PR #5144, opened 2024-08-13
feat: DCA parameter validation

j4m1ef0rd:
# Pull Request

Note: This PR is targeting the core DCA PR. Will rebase once its merged.

Closes: PRO-1538

## Checklist

## Summary

- Added a new setting `MaxSwapRequestDurationBlocks` (for DCA) to the swapping pallet.
- Moved `MaxSwapRetryDurationBlocks` (for FoK) to the swapping pallet.
	- Both can be set via the `update_pallet_config` rpc.
		- 1 new event `MaxSwapRequestDurationSet`
		- `MaxSwapRetryDurationSet` event is now emitted from the swapping pallet.
- Added both settings to the `SwappingEnvironment`
	- Updated the `SwappingEnvironment` snapshot
- New trait to send the swap request validation settings to the ingress egress pallet.
- Used the new `MaxSwapRequestDurationBlocks` to validate the swap request DCA params
- Moved and updated/Added tests
- Added a migration to remove the old `MaxSwapRetryDurationBlocks` storage item


state-chain/pallets/cf-ingress-egress/src/tests.rs
```diff
@@ -479,7 +480,48 @@ fn test_refund_parameter_validation() {
...
+		assert_ok!(request_dca_swap(max_chunks, max_chunk_interval));
+		assert_err!(
+			request_dca_swap(0, max_chunk_interval),
+			DispatchError::from(crate::Error::<Test, _>::InvalidNumberOfDcaChunks)
+		);
+		assert_err!(
+			request_dca_swap(max_chunks + 1, max_chunk_interval),
+			DispatchError::from(crate::Error::<Test, _>::InvalidNumberOfDcaChunks)
+		);
+		assert_err!(
```
msgmaxim, line 518: should this include swap interval = 1 (which is also invalid)?

state-chain/node/src/chain_spec.rs
```diff
@@ -787,6 +787,8 @@ fn testnet_genesis(
 			witness_safety_margin: Some(bitcoin_safety_margin),
 			dust_limits: vec![(btc::Asset::Btc, BITCOIN_DUST_LIMIT)],
 			max_swap_retry_duration_blocks: 600,
+			max_dca_chunks: 50,
```
msgmaxim, line 790: As discussed, doesn't the deafult value for the pallets config apply here (which sets these to reasonable values)? If so, we can just use `Default::default()` as below.

j4m1ef0rd:
As discussed, I will be refactoring this to move the params (including the Fok param) to the environment pallet so that we do not have separate limits for each chain that need to be updated separately.
I will also be changing the 2 DCA parmas to be 1 param: `maximum total request duration blocks`

dandanlen:
Some weirdness with the dca merge. Will rebase and fix.

dandanlen:
PR summary is no longer valid btw.

state-chain/pallets/cf-swapping/src/lib.rs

--------------------------------

### Exercise objective
Only lines containing the word "ingress" matter here: count them in the entries and give the number, nothing else.

### Response for this exercise
2